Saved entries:
PR #817, opened 2022-12-11
Add [Boost::ext].DI

ArchieSW:
Add [di](https://github.com/boost-ext/di) library from boost-ext.

### DIFF
--- a/releases.json
+++ b/releases.json
@@ -62,6 +62,14 @@
       "7.6.8-1"
     ]
   },
+  "boost_di": {
+    "dependency_names": [
+      "boost_di"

▸ **PROBLEM DESCRIPTION**:
An exact copy of every record is what the answer must contain.

▸ **ANSWER TO THE PROBLEM**:
PR #817, opened 2022-12-11
Add [Boost::ext].DI

ArchieSW:
Add [di](https://github.com/boost-ext/di) library from boost-ext.

### DIFF
--- a/releases.json
+++ b/releases.json
@@ -62,6 +62,14 @@
       "7.6.8-1"
     ]
   },
+  "boost_di": {
+    "dependency_names": [
+      "boost_di"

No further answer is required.